Kathy - maybe you could correct them both?
James
Comment by James ~ October 1, 2007 4:07 PM
Also, that should be Michele Leggott, sorry.
Cheers
James
Comment by david ~ October 2, 2007 3:18 PM
Nice appraisals and delighted to see Abandoned Novel mentioned. To heck with the Montanas, I'm on James Brown's list.
Interested that you felt out of sympathy with Curnow because of his grim view of humanity as Fallen. I read The Year of the Bicycle as a burlesque on life after the Fall, the grimmest Calvinist version thereof, a world of the non-Chosen where the wretched ('No Rest') and the desperate ('The Wicked') can expect nothing from education ('University Open Day'), where you don't get the job you're perfect for because you don't ('The Unsuccessful') and where those from Palmerston North are so far gone they think they're alright ('I Come From Palmerston North'). As for writing as an escape from the deterministic nightmare there's the gentle mockery of old Mr P at the end of 'The Book of Sadness' at the notion of anyone ever really being the author of anything. The only person who might be described as in a state of grace is the child in the first poem, 'The Bicycle', and looming for him is the adult biking torment of 'The Tip Track', which just reading leads to an increase of lactic acid.
So perhaps the book is partly a response to Curnow. At any rate hellishly good on-my-list stuff.
Comment by Mark Hubbard ~ October 2, 2007 8:41 PM
Kathy, I've just read on the NZBookMonth email that you're off to Oz. Thank you for all the time you've put into this site, it's been grand.
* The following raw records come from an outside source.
PR #354, opened 2024-06-14
Integration page quick updates

travjenkins:
## Changes
 - Adding contact us to integrations page
 - Updating the register cta to be styled properly
 - Ran an install and lock updated

### desktop
image

### mobile
image

### DIFF
--- a/src/style.less
+++ b/src/style.less
@@ -1,69 +1,69 @@
 /* CSS Custom Properties Definitions */
 
 :root {
-  --maxWidth-none: 'none';
-  --maxWidth-xs: 20rem;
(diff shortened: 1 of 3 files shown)


src/style.less
```diff
@@ -117,6724 +117,6735 @@ h3,
...
+        margin-bottom: 0px;
 
-  .connector-section-background {
-    background-color: #f9fafc;
-  }
+        button,
+        a {
+            gap: 5px;
+            width: 50%;
+        }
```
travjenkins, line 3440: This is the real change in this file

Brenosalv (approved):
Lgtm

Issue #352, opened 2024-06-14
Menu Bug - Width Error


altitude-lucas:
Bug reported, when menu width is adjusted, many elements in the dropdown disappear: https://www.awesomescreenshot.com/video/28642343?key=e3a5df5df5900fa3beb6abb9c5550837

PR #361, opened 2024-06-19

But does this mean you're leaving Leafsalon? (And Oz: I don't even think many of them can read over there can they? :) )
Anyway, best of luck, and thanks for all you've done.
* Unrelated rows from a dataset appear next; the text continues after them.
Issue #296, opened 2024-05-15
Redesign : Product Page


travjenkins:
## Description

New Product Page is ready to build: https://www.figma.com/design/qhXFvOJPqLgGsr9lsAPYbn/Estuary%3A-Product-Page?node-id=4205-6178&t=NrNvst0KAuxhobVf-1

## Work required

-   [x] Implement all redesigned product page sections

## Figma / Designs

include any screenshots/links of designs

travjenkins:
Getting close. "How It Works" content is in progress. Most other ones are finished

PR #370, opened 2024-06-25
Brenosalv/feature/redesign-product-page

Brenosalv:
#296 

## Changes

-   Add all new section of the redesigned product page.


src/layouts/Product/sections/Hero/index.tsx
```diff
@@ -1,58 +1,97 @@
...
-        <DefaultWrapper>
-            <ContainerHeader>
-                <ContainerImage>
-                    <StaticImage
-                        placeholder="none"
-                        src="../../../../images/lp-product/hero.png"
-                        alt="Screenshot of dashboard"
-                        layout="constrained"
-                        loading="eager"
+        <DefaultWrapperDarkBlue style={{ padding: '50px 0 60px 0' }}>
```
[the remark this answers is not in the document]
travjenkins: That should probably be fine.

src/components/Carousel/index.tsx
```diff
@@ -129,23 +131,17 @@ const Carousel = ({
                         disabled={isLeftArrowDisabled}
                         aria-label="previous testimonial"
```
travjenkins, line 132: I don't think these be hard coded to say `testimonial` anymore.

src/components/Carousel/index.tsx
```diff
@@ -156,7 +152,7 @@ const Carousel = ({
                         disabled={isRightArrowDisabled}
                         aria-label="next testimonial"
                     >
-                        <ChevronRightIcon />
+                        <ChevronRightIcon color={arrowColor ?? '#FFFFFF'} />
```
travjenkins, line 155: Can we make this color and the one up above shared?

src/components/Homepage/SectionOne/index.tsx
```diff
@@ -96,7 +96,7 @@ const SectionOne = () => {
             <MetricCardsList>
                 <MetricCard>
                     <MetricIconWrapper>
-                        <ActiveUsersIcon />
+                        <ActiveUsersIcon color="#FFFFFF" />
```
travjenkins, line 99: Since the white is repeated 3 times let's move it into a `const` up above `SectionOne`

src/components/Product/SectionEight/index.tsx
```diff
@@ -0,0 +1,120 @@
...
+                                    approachable pricing and quick setup to
+                                    deliver change data capture solutions.
+                                </p>
+                            </BottomCaseStudy>
+                        </BottomCaseStudies>
+                    </CaseStudies>
+                }
+                advantages={[
+                    {
+                        id: 7,
```
travjenkins, line 90: It looks like all the advantage should have a unique `id` to keep things safe and not have any overlap. I think we should probably stores these in a single file and then import them as needed. We can still keep 'em grouped together in individual arrays but keeping in a single file will keep the ids from clashing

Something like 

```
const advantagesProduct = [
    {
        id: 7,
        title: '...'
    },
    {
        id: 8,
        title: '...'
    },
    {
        id: 9,
        title: '...'
    },
    {
        id: 10,
        title: '...'
    },
]

const advantagesFoo = [
    {
        id: 11,
        title: '...'
    },
    ...
    {
        id: 14,
        title, '...'
    }
]

const advantagesBar = [
    {
        id: 15,
        title: '...'
    },
    ...
]
```

src/components/Product/SectionEleven/styles.ts
```diff
@@ -0,0 +1,220 @@
...
+
+export const ElasticStreamingEtlLogoWrapper = styled(LogoWrapper)`
+    top: 8.4%;
+    ${commonLeftPositionStyles};
+`;
+
+export const MySQLStreamingEtlLogoWrapper = styled(LogoWrapper)`
+    top: 50%;
+    transform: translateY(-50%);
+    ${commonRightPositionStyles};
```
travjenkins, line 203: This is a spot where we should not use repeated styles within `styled` as it ends up getting repeated a lot. These should be handled with adding classes and keeping the common styling on the parent.

src/components/Product/SectionEleven/styles.ts
```diff
@@ -0,0 +1,220 @@
...
+            background: linear-gradient(to bottom, #6ed5d699, #7284ff99)
+                border-box;
+        }
+    }
+`;
+
+export const SnowflakeStreamingEtlLogoWrapper = styled(LogoWrapper)`
+    top: 50%;
+    transform: translateY(-50%);
+    ${commonLeftPositionStyles};
```
travjenkins, line 181: Same comment as the `commonRight...` stuff

src/components/Product/SectionEleven/styles.ts
```diff
@@ -0,0 +1,220 @@
...
+    gap: 16px;
+    margin: auto;
+
+    @media (max-width: 1280px) {
+        text-align: center;
+    }
+`;
+
+export const StreamingEtlTitle = styled.h3`
+    ${commonH3Styles};
```
travjenkins, line 125: Same as below. These common styles should be handled in the parent.

src/components/Product/SectionFive/index.tsx
```diff
@@ -0,0 +1,198 @@
...
+                                    </TabContent>
+                                ),
+                            },
+                            {
+                                label: 'AI',
+                                content: (
+                                    <TabContent>
+                                        <TabImageWrapper>
+                                            <LogoAndPath tab="ops" />
+                                            <Connectors $tab="ops">
```
travjenkins, line 159: I think these tabs should be `ai` and not `ops`

src/components/Product/SectionFour/styles.ts
```diff
@@ -0,0 +1,68 @@
...
+        color: #5072eb;
+    }
+`;
+
+export const Subtitle = styled.p`
+    font-size: 1.25rem;
+    font-weight: 400;
+    line-height: 30px;
+    text-align: center;
+    color: #47506d;
```
travjenkins, line 43: If the color is gonna be the same between Title and Subtitle I think it could go into the parent?

src/components/Product/SectionTen/index.tsx
```diff
@@ -0,0 +1,54 @@
...
+                        layout="constrained"
+                        loading="lazy"
+                    />
+                }
+                title={
+                    <>
+                        <span>SECURE</span> YOUR DATA
+                    </>
+                }
+                subtitle="Estuary Flow is designed and tested to make sure your data and your systems stay secure. "
```
travjenkins, line 24: Space at the end needs removed
image

src/components/Product/SectionThirteen/styles.ts
```diff
@@ -0,0 +1,138 @@
...
+        font-weight: 700;
+        line-height: 38.4px;
+        margin: 0;
+    }
+
+    @media (max-width: 768px) {
+        font-size: 1.75rem;
+        font-weight: 700;
+        line-height: 33.6px;
+    }
```
travjenkins, line 22: These two media queries have the same max-width... not sure why?

src/components/Product/SectionTwo/Hover/index.tsx
```diff
@@ -0,0 +1,676 @@
...
+                <ConnectorsGroupsLeftWrapper>
+                    <ConnectorsGroup>
+                        <Connector to="/source/oracle-flashback">
+                            <LogoWrapper>
+                                <StaticImage
+                                    placeholder="none"
+                                    alt="Oracle logo"
+                                    src="../../../../images/logos/oracle.png"
+                                    layout="constrained"
+                                />
```
travjenkins, line 113: This is okay for now and needs no changes... we should think of a way to store data for things like this so that all the images, alt, and titles are always in sync. As this is a lot of code that could easily get messed up with a copy/paste.

src/components/Product/SectionTwo/Hover/index.tsx
```diff
@@ -0,0 +1,676 @@
...
+                            </LogoWrapper>
+                            <HiddenLogoTitle>Amazon Kinesis</HiddenLogoTitle>
+                        </Connector>
+                        <Connector to="/source/kafka">
+                            <LogoWrapper>
+                                <StaticImage
+                                    placeholder="none"
+                                    alt="AWS Kinesis logo"
```
travjenkins, line 277: This `alt` text is wrong and should be for Kafka

src/components/Product/SectionTwo/Hover/index.tsx
```diff
@@ -0,0 +1,676 @@
...
+                    </ConnectorsGroup>
+                </ConnectorsGroupsRightWrapper>
+            ) : null}
+            <Fade in={hoveredFlowStepBlock === 'transform'}>
+                {slide === 2 ? (
+                    <div>
+                        <FlowStepImageWrapper $slide={slide}>
+                            <StaticImage
+                                placeholder="none"
+                                alt="Graphic - Flow Step Transform"
```
travjenkins, line 461: I think `Graphic` can be removed from these `alt` texts

src/components/Product/SectionTwo/index.tsx
```diff
@@ -0,0 +1,203 @@
...
+                    hasArrow
+                    aria-label="How Estuary Flow works carousel"
+                    arrowColor="#47506D"
+                >
+                    <Slide>
+                        <DesktopImageWrapper>
+                            <Hover slide={1}>
+                                <StaticImage
+                                    placeholder="none"
+                                    alt="Graphic - Capture"
```
travjenkins, line 43: Again should be able to remove `graphic` from the `alt`

src/images/logos/amazon-s3.png
travjenkins, line 1: What is driving saving off these logos? These are already available from the connectors table... however I guess getting those URLs could be tough right now. I think we're okay right now but should look into using the standard ones... then we get the caching benefit.

src/images/product-page/section-two/desktop/ai-connectors-group.png
travjenkins, line 1: I don't think these are needed anymore due to the tooltip approach.

src/components/Product/SectionTwo/Hover/index.tsx
```diff
@@ -0,0 +1,676 @@
...
+                        >
+                            <FeatureWrapper>
+                                <AiIconComponent color="#5072EB" />
+                                <h4>AI</h4>
+                            </FeatureWrapper>
+                        </HtmlTooltip>
+                    </ConnectorsGroup>
+                </ConnectorsGroupsRightWrapper>
+            ) : null}
+            <Fade in={hoveredFlowStepBlock === 'transform'}>
```
travjenkins, line 455: We should not be duplicating Fade here. We just need a single one and then within it it can control what to show or hide. Otherwise there is way too many duplicate elements.

src/components/Carousel/index.tsx
Brenosalv: You're right. Changed to "previous slide" and "next slide".

src/components/Carousel/index.tsx
Brenosalv: Yes, in fact we should inicialize the arrowColor prop with this value.

src/components/Product/SectionEight/index.tsx
Brenosalv: It's a great idea. Thanks, man!

src/components/Product/SectionEleven/styles.ts
Brenosalv: It makes a lot of sense. I will pay more attention to it next time. Thanks!

src/components/Product/SectionTen/index.tsx
Brenosalv: Wow, did you noticed this in the code or used something to scan and find this?

src/components/Product/SectionThirteen/styles.ts
Brenosalv: Sorry, it shouldn't be there. Removing...

src/components/Product/SectionTwo/Hover/index.tsx
Brenosalv: Yes but since the ```StaticImage``` component only accept constant values from the same file for the props like ```src``` and ```alt```, we can't import the data from elsewhere if it's what you mean.

src/components/Product/SectionTwo/Hover/index.tsx
Brenosalv: Thanks man!

Brenosalv: Copy/paste effect. Thanks, man!

src/components/Product/SectionTwo/Hover/index.tsx
Brenosalv: Okay, I think the word "graphic" won't help us in SEO. Removing...

src/images/logos/amazon-s3.png
Brenosalv: Because the logos for the connectors on the integrations page differ from those in the product page section two diagram. Later we could either replace them with the ones from the integrations page or update the logos on the integrations page to ensure consistency.

src/components/Product/SectionTwo/Hover/index.tsx
Brenosalv: Actually we need multiple Fade components because each piece of the circle requires its own fade effect. If we use only one Fade, once the mouse enters that Fade, all the segments inside it will be faded in, and subsequent hover events will not trigger the fade effect for the individual pieces. Please let me know if it's clear what I mean.

src/components/Homepage/SectionOne/index.tsx
```diff
@@ -60,6 +60,8 @@ const SectionOne = () => {
         }
     `);
 
+    const metricIconColor = '#FFFFFF';
```
travjenkins, line 63: Sorry to be a pain... tiny change but can you declare this outside of the function.

src/components/Product/SectionTen/index.tsx
travjenkins: I just happen to notice it.

src/images/logos/amazon-s3.png
travjenkins: That's good to know... yeah those should be the same for sure. I'll open an issue for us to look into it eventually.

src/components/Product/SectionTwo/Hover/index.tsx
travjenkins: Oh... because these fades are not just controlling showing/hiding but also positioned for triggering?

Brenosalv: Exactly

src/components/Homepage/SectionOne/index.tsx
Brenosalv: Sure, makes sense.

travjenkins (approved):
new changes lgtm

Comment by Lindsay ~ October 4, 2007 4:19 AM
Does anyone know the poem about Phar Lap which I think starts 'Where the thoroughbreds immortal graze in pastures ever green'? I had a copy of it years ago, and have never benn able to find it since!
Thanks
Comment by Kathy ~ October 6, 2007 12:46 AM
Thanks Mark, I am in fact in Aussie at the moment but only on a well-earned holiday - just checking in to see if the top ten generated some buzz and am appalled to read of the typos - have fired that crapola proofreader. The lazy cow had it coming. Sorry to all concerned. But as for LeafSalon's future life - have not yet decided if it will be tragic to continue from across the ditch, or merely prudent to 'keep my seat warm' and indeed stay in touch with my passion - I've only ever needed a modem, after all. Will keep yas posted.